Entretanto, los retratos de los aspirantes a alcaldes y alcaldesas iban perdiendo sus sonrisas y el maquillaje empezaba a escurrírseles por las mejillas. No podían disimular su molestia porque les estaban abriendo enormes forados de paradisíaca naturaleza en la ciudad envenenada que ellos prometían arreglar.
Y muy pronto esos agujeros de campos, de bosques y de mares, abiertos en el concreto, se fueron tragando a la ciudad.
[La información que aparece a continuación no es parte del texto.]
PR #1773, opened 2020-10-16
Fix AppSync for ListAvailableLogTypes

alxarch:
## Background

ListAvailableLogTypes was not working after backporting cutomlog changes. (The change was missed in the sea of changed files)

No need to sync to release, already fixed there

## Changes

- Forces empty object (`{}`) payload for `ListAvailableLogtypes` endpoint in AppSync resolver

## Testing

- Deployed and tested that FE can retrieve available log types

### DIFF
--- a/deployments/appsync.yml
+++ b/deployments/appsync.yml
@@ -1902,7 +1902,7 @@ Resources:
           "version" : "2017-02-28",
           "operation": "Invoke",
           "payload": $util.toJson({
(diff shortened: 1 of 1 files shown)


kostaspap (approved):

kostaspap:
Yup, seems about right in the 1.10 release: https://github.com/panther-labs/panther-enterprise/blob/release-1.10/deployments/appsync.yml#L2742

PR #1782, opened 2020-10-16
[CircleCI] Fail without commit in Autofmt  and inform users when a PR is from a fork

alxarch:
## Background

We recently had a PR from an external contributor. Their code was fine but probably had some minor formatting issues. 
This triggered a push in the `Autofmt` step. That cannot succeed for PRs that originate from a fork.
Fortunately for us, CircleCI makes it easy to detect PRs that come from forks using the `CIRCLE_PR_USERNAME` env var.
This PR changes the `Autofmt` step to fail with informative output to the user telling them to run `mage gen fmt`  and update the PR.

## Changes

- Check if a PR is from a fork during `Autofmt` and warn users.

## Testing

- Tested the changes in local bash
- Need help on how to test this on CircleCI


.circleci/config.yml
```diff
@@ -90,7 +90,25 @@ commands:
...
+            fi;
+
+            # CircleCI docs state that when a PR is from a fork this env variable is set
+            # https://circleci.com/docs/2.0/env-vars/#built-in-environment-variables
+            if [[ -v CIRCLE_PR_USERNAME ]]; then
+                # We cannot commit and push the differences automatically, inform the user.
+                echo "Hey there $(CIRCLE_PR_USERNAME)!"
+                echo "Thanks for your contribution to Panther."
+                echo "We tried to auto-generate and format your code and it resulted in file differences."
+                echo "Please run 'mage gen fmt' on your local repo, commit and push the changes, so it can be processed by our CI pipeline."
```
austinbyers, line 108: Note that in enterprise, this becomes `mage gen doc fmt` (just FYI for when you sync the change)

austinbyers (approved):
> Need help on how to test this on CircleCI

You can verify the autofmt still works for Panther developers by pushing a malformed file and seeing if panther-bot still fixes it (it looks like that already happened, actually)

As for testing the external PR, the only real way is to merge this and then try it!

.circleci/config.yml
austinbyers: Although I guess enterprise can't have external contributors anyway, so this isn't necessary

PR #1784, opened 2020-10-16
Handle scanning large resources better

### LINKED ISSUE #1771: CloudSecurity scanning fails on large resources
### Describe the bug

CloudSecurity stores resource snapshots in DynamoDB, which has a max resource row size of 400Kb. If a JSON representation of  a resource is larger than 400Kb, then it gets dropped and logs an error.

### Steps to reproduce

Create a very large resource (VPCs with  lots of security  groups and network acls tend to be large).
Scanning will fail when calling the `panther-resources-api` due to the resource's large size.

### Expected behavior

Scanning should handle large resources more gracefully.

### Environment

- Panther version 1.10.1

### Additional context

EC2 VPC resources are the only resources we've observed to breach the threshold, which inline multiple other resources as a convenience. Since we've supported resource lookups in the policy engine since before v1.0 even, we could drop these resource inlines. This would break any existing policies that rely on the embedded resource,  but the fix is a very minor change in the policy.

nhakmiller:
## Background

This is the short term fix which closes #1771. We may consider larger fixes, at the very least it will be an ongoing effort.

This change removes embedded security group and network acl resources from the VPC resource, replacing them instead with just a list of IDs of security groups and network acls. Using the `resource_lookup`  functionality in the policy engine, policies that are evaluating  the contents of a VPCs security groups/network acls can still access this information. Additionally, I pulled up the default security group and default network acl IDs for ease of reference.

To address the problem more generally, I added some utilities to calculate the size of a dynamo item before writing it to dynamo and put a safeguard in the `resources-api` to not attempt to write to dynamo on oversized resources. Instead, a  warning message with some useful identifying information is logged.

I considered adding this protection in the `dynamodbbatch.BatchSend` function as well to protect other functions, but since that is shared across several functions I decided I didn't want to potentially introduce a bug there that could affect many services. I could still go either way on it.

I've applied the `sync-to-release` tag in order to get this bug fix out to affected customers more quickly, but if any reviewers think that's inappropriate let me know and we can discuss it.

## Changes

- Removed embedded network  ACL and security group resources from the VPC resource
- Added protections to the `resources-api` to prevent attempting to write oversized resources to dynamo
- Added utilities to calculate dynamo item size

## Testing

- Deployed to dev account, working on creating a 400Kb+ object to scan
- Manually tested the dynamodb math against an online calculator


pkg/awsbatch/dynamodbbatch/item_size.go
```diff
@@ -0,0 +1,107 @@
...
+	//
+	// "Numbers are variable length, with up to 38 significant digits. Leading and trailing zeroes
+	// are trimmed. The size of a number is approximately
+	// (length of attribute name) + (1 byte per two significant digits) + (1 byte).
+	//
+	// So to estimate that approximation, I just divide the length by 2 (to approximate significant
+	// digits) and add 1.
+	//
+	// Additionally, dynamo rounds up on the significant digits / 2 math, so we add .5 then cast to
+	// an int to round up
```
austinbyers, line 85: Casting to an int does *not* round up: https://play.golang.org/p/DNrddvQBJRe

```go
func main() {
	x := 2.0 + 0.3
	fmt.Println("Hello, playground", int(x))
}
```

> Hello, playground 2

In fact, it will actually always round down (it's a truncation operation). So `int(x + 1)` would round to the next highest integer. But then, `int(x + 1)` would also "round" 2.0 to 3.0

This may be fine for the purposes of your estimate here, but if you actually want a ceiling, consider using `math.Ceil` instead: `int(math.Ceil(x))`

austinbyers (commented):
Great job on the quick fix!

Instead of estimating ahead of time, an alternate strategy would be to ask for forgiveness rather than permission, and simply check the Dynamo error code to see if the item was too large. This will be faster in the normal case (the item fits) because we don't have to calculate anything, but slower in the bad case (the item is too big) because we make an unnecessary API call.

I imagine the size calculation is very fast (it's just arithmetic), so what you have seems like a good solution to me! And estimating Dynamo size could have other applications as well.

But I agree we should not add it by default for *every* Dynamo batch write operation

pkg/awsbatch/dynamodbbatch/item_size.go
nhakmiller: Sorry I did not explain well, this is actually relying on truncation.  What I meant is:

If the value is 7 and you divide by 2 then you get 3.5. When calculating size, Dynamo rounds this up to 4 but casting to an int rounds it down to 3 so we have a mismatch.

If instead of just dividing by two we divide by two then add .5, we get 7/2 = 3.5 + .5 = 4,  which is the same value dynamo will calculate. For even values like 8, we divide by 2 to get 4 add .5  to get 4.5, when we then cast to an int to get 4 which is again the value dynamo will calculate.

I'm just using "add .5 then cast to an int" as shorthand for round up without needing to import `math` for the `math.Ceil` function because I know the only values I will have are whole numbers and whole numbers + .5. If we're worried about floating point precision or "being too clever" I can just import `math.Ceil` instead. At the very least I can clarify the comment.

nhakmiller:
> Instead of estimating ahead of time, an alternate strategy would be to ask for forgiveness rather than permission, and simply check the Dynamo error code to see if the item was too large.

I originally did exactly this, but the error logging happens in the shared `BatchWriteItem` function so even if we added better error handling in the `resources-api` we'd still get paged every time it happens.  And I didn't want to remove error logging from the shared code because I'm not sure what all other systems rely on the `BatchWriteItem` function to handle all error logging.

Even then, I was going to just go track down all the places that `BatchWriteItem` got called and make sure they're doing appropriate error handling themselves, but then I realized we wouldn't be able to know exactly which item failed by the time we returned so making a useful error message would be difficult. It was at that point that I decided to give up and  go with the pre-calculation. Definitely a tricky situation, and I blame AWS for making it super complicated to work with dynamo sizes 🤦

pkg/awsbatch/dynamodbbatch/item_size.go
austinbyers: Ah, got it. Clarifying the comment works for me!

lindsey-w (commented):
Looks good to me!

pkg/awsbatch/dynamodbbatch/item_size.go
```diff
@@ -0,0 +1,107 @@
...
+ * along with this program.  If not, see <https://www.gnu.org/licenses/>.
+ */
+
+import (
+	"github.com/aws/aws-sdk-go/aws"
+	"github.com/aws/aws-sdk-go/service/dynamodb"
+)
+
+// GetDynamoItemSize calculates the size that dynamo considers the item to be
+func GetDynamoItemSize(item map[string]*dynamodb.AttributeValue) int {
```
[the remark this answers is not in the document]
nhakmiller: Added some basic unit tests, it was hard to validate the correct answers for the bigger entries but I compared my results to an online calculator and assumed they were generally correct.

austinbyers (approved):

Al principio fueron unos pocos valientes los que se atrevieron a meterse a las verdes praderas y correr por las lomas hasta las casas de campo que se veían a lo lejos.
Luego un grupo empujó un bote inflable hacia el mar infinito, y así, cada cual eligió el paisaje que siempre había soñado y se introdujo en la gigantografía respectiva. Hubo aglomeraciones porque al final todos tenían urgencia por irse, ya que se rumoreaba que el gobierno había ordenado retirar los lienzos. Pero la gente se quedó tranquila cuando comprobó que los ministros y hasta el mismo Presidente esperaban su turno para escapar de la ciudad maldita, e irse a alguno de esos parajes llenos de luz.
Fue así como un día la ciudad amaneció despoblada. Sólo quedaban en ella los carteles de los candidatos a alcaldes, mirando con odio a las gigantografías que les habían arrebatado a los votantes.